Using axiom of replacement to form a function $f$ So I was (re)reading Kunen's set theory textbook, and in it there is a lemma (I.6.9) that illustrate using Axiom of replacement to define a function.
Assume that $\forall x \in A\ \exists!y\ \varphi(x,y)$ and assume replacement. Then there is a function $f$ with dom($f$) = $A$ such that for each $x \in A$, $f(x)$ is the unique $y$ that satisfy $\varphi(x,y)$
In his proof, he define a new formula $\psi(x,z) := \exists y\ [\varphi(x,y )\ \wedge\ z = (x,y)]$. He then use replacement to form $f$ as {$z:\exists x\in A\ \psi(x,z)$}
My question is how does replacement come into play here since I always 'read' replacement as saying 'image of a (definable) function is a set'. 
Any insights is deeply appreciated.
 A: You are reading Replacement correctly. But there is a subtle point here: if the domain and image of a definable function exist (read: are sets), then the function is also a set.
Indeed, the importance of Replacement here is that the image is a set, so there is a set $B$ such that $f\subseteq A\times B$.

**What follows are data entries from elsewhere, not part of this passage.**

PR #150, opened 2016-03-07
Nuru/Full_trade_bug

DanSallau:
Hi,

Attached contained few changes to address our full trade issues. The FullTrade page and the tick trade pages should now open as expected. Though there might be some few fixes/bugs that would love to address tomorrow.

Regard;


src/fulltrade/FullTradeCard.js
```diff
@@ -57,11 +57,11 @@ export default class BaseTradeCard extends Component {
                     assetName={selectedSymbol}
                     onClosePanel={() => actions.removeTrade(index)}
                 />
-                {tick && <TradeChart
+                {(tick && Object.keys(tick).length > 0) && <TradeChart
```
qingweibinary: Why is tick now an object instead of array?
I think we can make selector always return array, so that we dont have to check `undefined` here, just length will do, 

In addition, seems @borisyankov suggested to let chart handle empty array, so we could probably just pass it in, and enforce the props type so that it warns when it's undefined

src/fulltrade/FullTradeCard.js
```diff
@@ -57,11 +57,11 @@ export default class BaseTradeCard extends Component {
...
                     symbol={selectedSymbol}
                     history={tick}
                 />}
-                <FullTradeParams {...this.props} />
+                {(contract && Object.keys(contract).length > 1) && <FullTradeParams {...this.props} />}
```
qingweibinary: Is contract ever gonna be an empty object?

nuruddeensalihu: Yes It usually is at the beginning usually before a response is returned i guess.

qingweibinary: If that's the case, how about undefined?
I believe there should never be a empty object though, empty object is `{}` right ?

borisyankov: We are trying to patch a bug by not fixing the bug I suspect.
Two other questions:
* Is contracts === undefined a bug?
* if it isn't possibly FullTradeparams can still handle a null contract by having a defaultValues = { contract: {} };

src/fulltrade/FullTradeCard.js
nuruddeensalihu: Its still an array. The use of Object.keys there is not necessary though not an issue :wink .

borisyankov: Yep, we will have transitioning states for the chart. Visually there should always be a chart on screen even if empty. In fact we might decide to return a <div>Loading...</div> from the chart component (or something similar).

Same thing for trading components, we should rarely or never just hide components (visually look bad). Alternative - disabled or loading states

PR #153, opened 2016-03-08
Fix new trade bug when initial trade asset is different from default

qingweibinary:


src/_actions/TradeActions.js
```diff
@@ -61,10 +61,24 @@ export const setQuickTradeField = (symbol, tradeType, field, value) => ({
     value,
 });
 
-export const createTrade = symbol => ({
-    type: types.CREATE_TRADE,
-    symbol,
-});
+export const createTrade = symbol =>
+    (dispatch, getState) => {
+        const activeIdx = getState().workspace.get('activeTradeIndex');
```
borisyankov: Not liking the super strong dependency of the action to the whole state structure.
Possibly all stuff you get from the store can be passed as parameters?

src/_actions/TradeActions.js
```diff
@@ -61,10 +61,24 @@ export const setQuickTradeField = (symbol, tradeType, field, value) => ({
...
+        const ticksExist = getState().ticks.get(symbolUsed);
+
+        const contractP = !!contractExist ? Promise.resolve() : LiveData.api.getContractsForSymbol(symbolUsed);
+        const ticksP = !!ticksExist ? Promise.resolve() : LiveData.api.subscribeToTick(symbolUsed);
+
+        Promise.all([contractP, ticksP])
+            .then(
+                v => {
+                    console.log(v);
+                    dispatch({ type: types.CREATE_TRADE, symbol: symbolUsed });
```
borisyankov: I am getting what you try to do here, but very skeptical about its robustness.

borisyankov: Looks like redux-saga to me.

src/_actions/TradeActions.js
qingweibinary: Conceptually, createTrade does depends on all these states, I think it's fine, this is the way our UI works ~ =)

definitely possible to pass as params, this would means we shift the dependency to the Component itself instead of actionCreators.

Will do it

src/_actions/TradeActions.js
qingweibinary: Not sure if such coding style are due to coming from classical OOP >.<
The react push and update paradigm makes it difficult to store such logic

As for robustness, I believe it's fine, it will break of course if we change any of those state related

Any suggestion?

PR #157, opened 2016-03-09
Redirect real-account token

qingweibinary:


src/only-virtual/OnlyVirtualPage.js
```diff
@@ -0,0 +1,7 @@
+import React from 'react';
+
+export default class OnlyVirtualPage extends React.Component {
+    render() {
+        return <div>This site currently in Beta version, only Virtual Accounts are allowed.</div>;
```
qingweibinary: This is definitely not good enough, I submitted so you can review, and not sure if we want to merge into master, or only merge to a release branch.

src/_data/LiveData.js
```diff
@@ -81,7 +81,7 @@ const initAuthorized = (authData, store) => {
     api.subscribeToAllOpenContracts();
     subscribeToWatchlist(store);
 
-    const isVirtual = authData.authorize.loginid.startsWith('VRTC');
+    const isVirtual = authData.authorize.is_virtual === '1';
```
borisyankov: Extract logic to module. (simple but reusable)

src/only-virtual/OnlyVirtualPage.js
borisyankov: Just use src/_utils/MessagingUtils.js and showError or showInfo

qingweibinary: Alert?

src/_data/LiveData.js
qingweibinary: Not sure where should I place this, how about let it stay here until we actually find we need them more?

src/only-virtual/OnlyVirtualPage.js
borisyankov: Nope, it is a showError. Currently alert, later whatever we want it to be.
Instead of rebuilding these components with just a div and a text inside them, dozen times...

qingweibinary: OK ~

qingweibinary:
@borisyankov I think this is ok to merge ~

PR #158, opened 2016-03-11
Fix select All bug in asset

DanSallau:
Hi,

Attached contained some few changes that should address the asset picker issue.


borisyankov:
Good find, but I don't think we should solve the bug like this.
Actually it is a bug in React 15:
https://github.com/facebook/react/pull/6228

PR #168, opened 2016-03-18
Fix start date duration setting bug

qingweibinary:


src/fulltrade/FullTradeParams.js
```diff
@@ -26,6 +26,11 @@ import { createDefaultType, createDefaultDuration, createDefaultBarriers } from
  * 4. digit trade is always ticks only
  * 5. barriers are non available for contract below 2 minutes
  * 6. forward starting does not have barriers
+ *
+ *
+ * TODO: reform the whole dependency mess,
+ * possibly a better approach would be notify user for wrong info instead of change to correct value automatically,
```
borisyankov: May be not, may be smarter defaults. We'll see. Refactor though, agree ;)

PR #170, opened 2016-03-18
Make stake, profit and buy button inline

qingweibinary:


src/_common/M.js
```diff
@@ -15,11 +15,13 @@ export default class M extends Component {
 		const { m = '', values } = this.props;
 
 		return (
-			<FormattedMessage
-				id={m}
-				defaultMessage={m}
-				values={values}
-			/>
+			<span {...this.props}>
```
borisyankov: What is the purpose of this?

qingweibinary: To be able to style M, like font-weight etc

borisyankov: That was one of my annoyances that they don't pass a className down to their span, but they discussed it on the Issues part of GitHub and was against it. So this is probably better.

qingweibinary: Yes, I read that and thus select this method, they have an internal id, which is not html id at all

PR #172, opened 2016-03-18
Split updown to risefall and higherlower

qingweibinary:
This changes affects quite a number of things, (code is short though)

I've tried to make sure it is safe, but still we need a careful review, @borisyankov @nuruddeensalihu help me take a look and hope I did not miss anything out

### DIFF
--- a/src/_reducers/TradingOptionsReducer.js
+++ b/src/_reducers/TradingOptionsReducer.js
@@ -3,10 +3,38 @@ import { UPDATE_TRADING_OPTIONS } from '../_constants/ActionTypes';
 
 const initialState = fromJS({});
 
+const splitRiseFallAndHighLow = options =>
+    options.map(opt => {
+        if (opt.contract_category === 'callput') {
+            const cloned = Object.assign({}, opt);
+            switch (opt.barriers) {
+                case 0: {
+                    const enrichedOpt = Object.assign(cloned, {
+                        contract_category_display: 'Rise/Fall',
+                        contract_category: 'risefall',
+                    });
+                    return enrichedOpt;
+                }
+                case 1: {
+                    const enrichedOpt = Object.assign(cloned, {
+                        contract_category_display: 'Higher/Lower',
+                        contract_category: 'higherlower',
+                    });
+                    return enrichedOpt;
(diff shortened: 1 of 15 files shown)


qingweibinary:
This PR is about several things as follow

1. Fix all race condition I've encounter, basically the root cause is that asset picker can change the trade params, thus trade params lose some of the control, and behave incorrectly as the code is develop as a self-contained entity but grow into something more complex.

2. Remove redundant subscription call, the root cause is the same with number 1.

Note: we need to redesign this part (After stable release ;) )

src/_reducers/TradingOptionsReducer.js
```diff
@@ -3,10 +3,38 @@ import { UPDATE_TRADING_OPTIONS } from '../_constants/ActionTypes';
...
+                }
+            }
+        } else return opt;
+    });
+
 export default (state = initialState, action) => {
     switch (action.type) {
         case UPDATE_TRADING_OPTIONS: {
-            return state.set(action.symbol, action.options);
+            const enrichedOptions = splitRiseFallAndHighLow(action.options);
```
borisyankov: Oh man, this naming ;)

src/fulltrade/FullTradeParams.js
```diff
@@ -28,10 +34,13 @@ import { createDefaultType, createDefaultDuration, createDefaultBarriers } from
...
  * 5. barriers are non available for contract below 2 minutes
- * 6. forward starting does not have barriers
+ * 6. For underlying that's under our control, we allow relative and absolute barrier regardless of intraday or not
+ * 7. Relative barrier is always allowed
+ * 8. Forward starting do not have barriers
+ * 9. All underlying have risefall trade
  *
  *
- * TODO: reform the whole dependency mess,
+ * TODO: re-architect the whole dependency mess,
```
borisyankov: 10. All assumptions converted to unit tests :)

qingweibinary: most of this assumption is assumption on data, meaning we are short of metadata, we need to confirm with Quants, and think what to do when assumption breaks

PR #173, opened 2016-03-21
Fix missing locale data bug

DanSallau:
Hi,

Attached contained few changes that should address our locale issue on language change. Should there be any issue with regard to this in the future, would be glad to address.


package.json
```diff
@@ -53,6 +53,9 @@
     "classnames": "^2.2.3",
     "history": "^2.0.1",
     "immutable": "^3.7.6",
+    "lodash.isfunction": "^3.0.8",
+    "lodash.set": "^4.0.0",
+    "lodash.unset": "^4.2.1",
```
borisyankov: These are here by mistake, right?

src/_store/AppConfigProvider.js
```diff
@@ -23,9 +24,11 @@ export default class AppConfigProvider extends Component {
         language: PropTypes.string.isRequired,
         theme: PropTypes.string.isRequired,
     };
-
+    
     render() {
         const { children, language, theme } = this.props;
+        addLocaleData(localeData(locale(language)));
```
qingweibinary: Supposingly render should be pure, is there any justification for this side-effect?

package.json
nuruddeensalihu: Yup, Couldn't run next-gen FRiday until i install the 3 libraries. Was expecting the same thing today . Forgot to check after getting latest. Would get rid of them

src/_store/AppConfigProvider.js
nuruddeensalihu: Is aware of that. Wanted to put it in one of the lifeCycle events. Then i noticed it we are not loading on language change , we are just re-rendering based on on the choice and hence the lifecycle properties are not available on the language change . Our locale data on the other hand need to be loaded on each language change and according to the respective selection. :wink:

qingweibinary: Not entirely sure about `we are not loading on language change`
We can react on language change, either by creating the lifecycle method and call side-effects as needed, or hook on the actions that change language ~

nuruddeensalihu: You are right, there are other events i can explore since beside the ones that are called ones. Thanks for the correction.

borisyankov:
Good job. I like the latest version :)
Please add Japanese language too, and do a new PR with rebase, and it is ready to merge.

PR #179, opened 2016-03-23
Nuru/bug_fix

DanSallau:
Hi,

Attached contained few changes that would address some of the issues reported on our trello. Among them is https://trello.com/c/KO3Jgnz6/7-application-hangs-after-selecting-digit-trades-and-shows-error-in-the-console , https://trello.com/c/7bGcx9pF/4-click-ok-button-in-contract-confirmation-screen-nothing-happens etc.


src/payout-picker/PayoutPickerCard.js
```diff
@@ -40,10 +40,10 @@ export default class PayoutPickerCard extends Component {
 
 	render() {
 		const { trades } = this.props;
-		const { index } = this.props.params;
+		const { id } = this.props.params;
```
borisyankov: It should be index

PR #183, opened 2016-03-25
Fix sell at market validation error

DanSallau:
Hi,

Attached contained few changes that should fix our trade purchase issue for your perusal. There seems to be a little issue with the validation that i failed to noticed yesterday , because i didn't get latest prior to testing. SHould there be any thing with regard to this, please do let me know and would be glad to address. :wink:


src/contract-details/ContractDetailsCard.js
```diff
@@ -61,9 +60,11 @@ export default class ContractDetailsCard extends Component {
 						/>)
 					</button> :
 					<div>
-					{validationError.message ?
-						validationError.message.split(')')[1] :
-						validationError }
+					{(!!validationError) &&
```
borisyankov: You don't need the () and also you don't need to convert it to boolean with the !!.
In fact it is better not to.

PR #44, opened 2017-01-07
Enable SSL backends with CA cert verification

svrc-pivotal:
For users that really want hop by hop SSL termination.

### DIFF
--- a/jobs/haproxy/spec
+++ b/jobs/haproxy/spec
@@ -13,6 +13,7 @@ templates:
   monit_debugger:            bin/monit_debugger
   certs.ttar.erb:            config/certs.ttar
   ssl_redirect.map.erb:      config/ssl_redirect.map
+  backend-ca-certs.erb:      config/backend-ca-certs.pem
   helpers/ctl_setup.sh:      helpers/ctl_setup.sh
   helpers/ctl_utils.sh:      helpers/ctl_utils.sh
   properties.sh.erb:    data/properties.sh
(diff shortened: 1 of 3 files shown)


geofffranks:
I like this as a feature add, but have a couple requests:

1. Could this be simplified a little, to one property for determining whether it verifies?
2. Can you move the logic for generating the ssl directives up where it can be easier to read, vs all on one line?
3. I would like to see  support for still verifying SSL certificates, but not providing a ca_file (seems like right now, you either have it on, and provide a ca_file, or it's disabled)
4. It seems like verifyhost should only be added if ssl verification is enabled, but this looks like it will add it regardless, if the property is set.
5. Does this support need to be extended to the other backends in the haproxy config (http-routed-backend, and tcp-backends)?

svrc-pivotal:
Hi Geoff

I have a commit to simplify this ;  some comments
1. will do, i'll change the setting from boolean to an enumeration, one of "verify, noverify, anything else implies off".
2. will do but haproxy requires a single line so I'll have to use ERB trim mode creatively
3. ca file is mandatory for ssl cert verification; I've clarified the description that it's optional and only needed for verify mode. 
4.  fixed
5.  Yeah, ideally we would have an ssl verify setting per backend.    I'll include this.  

One final note is the assumption of a single backend_ca_file for SSL verification is that all the backends would have the same CA chain.    I think this is reasonable until someone comes up with a case where you're proxying different private CA backends (I'd think it would be rare).

PR #45, opened 2017-01-07
OpenSSL 1.0.2j support for faster TLS on Intel chipsets 

svrc-pivotal:
OpenSSL 1.0.2j support for faster TLS on Intel chipsets with AVX/AVX2 and AES-NI extensions, along with FIPS support (see https://software.intel.com/en-us/articles/improving-openssl-performance)

I know this would put this release on the OpenSSL upgrade treadmill so I understand if you're not interested in folding this one in, just noting that I'm seeing a number of companies wanting to use a recent OpenSSL with their HAproxy in front of CF for performance, I've got a private bucket final bosh release here:  https://github.com/svrc-pivotal/haproxy-boshrelease/tree/svrc  

blobs are here
https://www.openssl.org/source/openssl-fips-2.0.14.tar.gz
https://www.openssl.org/source/openssl-1.0.2j.tar.gz


shinji62:
Hi,

Not sure is a good idea to put more security concern here by adding to support OpenSSL.


Thanks.

svrc-pivotal:
I agree it's a tradeoff; ultimately we're talking 2x or more performance gains though vs. OpenSSL 1.0.1f on the stemcell.  Shrug, if others are uncomfortable I'll close this and keep talking to Pivotal R&D .... as there are a pile of features in this community HAProxy release that should be in cf-release or PCF.

geofffranks:
What're the chances of including this in the base stemcells, so that other software can magically make use of the benefits? I think that would be my preferred route if its feasible.

svrc-pivotal:
Haha, ha, ugh.  Probably when we move to Ubuntu Xenial 16.

svrc-pivotal:
I'll get back to you on that one later this week

jhunt:
@svrc-pivotal any update?

svrc-pivotal:
The usual issue of not wanting to have to keep this up to date outside of the usual Ubuntu 14.04 LTS fix process.  I'm going to keep poking at this internally as I will probably kill myself if we're stuck with OpenSSL 1.0.1 + fixes for the next couple of years.

geofffranks:
@svrc-pivotal should we close this out, or keep trying for something here?

svrc-pivotal:
@geofffranks Now that Pivotal is supporting this release in PCF it may become a thing.   I've asked the PM.

geofffranks:
Closing due to inactivity and the prevalence of new stemcells with new ssl support. If that's an issue, feel free to re-open

PR #46, opened 2017-01-24
Convert templates + make_manifest to BOSH 2.0 manifest

geofffranks:


geofffranks:
@shinji62 what do you think of this approach?

templates/make_manifest
```diff
@@ -7,18 +7,18 @@ STEMCELL_OS=${STEMCELL_OS:-ubuntu}
...
-    [ "$infrastructure" != "openstack" ] && \
-    [ "$infrastructure" != "warden" ] || \
-    [ -z "$servers" ]; then
-  echo $infrastructure
-  echo "usage: ./make_manifest <aws-ec2|warden|openstack> <backend_server1>,[<backend_server2>,...,<backend_serverN>]"
+if [[ "$infrastructure" != "aws-ec2" ]] && \
+    [[ "$infrastructure" != "openstack" ]] && \
+    [[ "$infrastructure" != "warden" ]] || \
+    [[ -z "$servers" ]]; then
+  echo >&2 "usage: ./make_manifest <aws-ec2|warden|openstack> <backend_server1>,[<backend_server2>,...,<backend_serverN>]"
```
jhunt: Does the script even use `$infrastructure` any more, given the use of cloud-config?

templates/make_manifest
```diff
@@ -64,21 +64,37 @@ release=$templates/..
...
+if [[ $(bosh cloud-config | spruce json | jq -r '.networks[] | select(.name == "haproxy") | .name') != "haproxy" ]]; then
+	echo >&2 "Your cloud-config does not have the 'haproxy' network in it. See templates/cloud-config-warden.yml for an example."
+	exit 1
+fi
+if [[ $(bosh cloud-config | spruce json | jq -r '.vm_types[] | select(.name == "haproxy") | .name') != "haproxy" ]]; then
+	echo >&2 "Your cloud-config does not have the 'haproxy' vm_type in it. See templates/cloud-config-warden.yml for an example."
+	exit 1
+fi
+
+bosh cloud-config | spruce merge --cherry-pick networks > $tmpdir/cc-networks.yml
```
jhunt: Since this is a relatively new feature of spruce, should we put a version check in for a little bit?  Alternatively, what happens if you use older spruces with this setup?

templates/make_manifest
geofffranks: It's currently used to figure out what stemcell to auto-upload, if none are present on the director, but I imagine that could be worked around or removed entirely.

templates/make_manifest
geofffranks: Yeah, version check added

A: In Kunen [1] the axiom schemas Comprehension and Replacement are separate. Replacement says that if no variables occur free in $\varphi$ except possibly $x,y$ and if $\forall x\in A\,\exists! y\,(\varphi (x,y))$  then $$\exists B\,\forall y \,([\exists x\in A\,\varphi (x,y)]\implies y\in B).$$ Comprehension then says that $\exists C \,\forall y\,(y\in C\iff [y\in B\land \psi (y,A)])$ where $\psi (y,A)$ is $\exists x\in A\,( \varphi (x,y)).$ That is, there exists $C$ such that $$C=\{y:\exists x\in A\,(\,\varphi(x,y)\,)\}.$$ In Set Theory a function $is$ its graph. To get from $\forall x\in A\,\exists! y\,(\varphi(x,y))$ to $\exists f\,\forall z\,(z\in f\iff \exists (x,y)\,[x\in A\land \varphi (x,y)\land z=(x,y)])$ requires some more applications of R & C.
On the other hand, if the function $f$ exists with dom($f)=A$ then the above use of R& C does show that $\{f(x):x\in A\}$ exists.
Comprehension say that if $B$ exists then so does the collection of all, and only,  the members of $B$ with some stated property $\psi$. Replacement says that if $\varphi$ intuitively "should" define a function  on $A$ then all the members of the image of this alleged function belong to some set $B$, and then Comprehension can "extract" $C$, the image of $A,$ as a subset of $B$.
[1]. Kunen,K. Set Theory: An Introduction To Independence Proofs. 1st edition.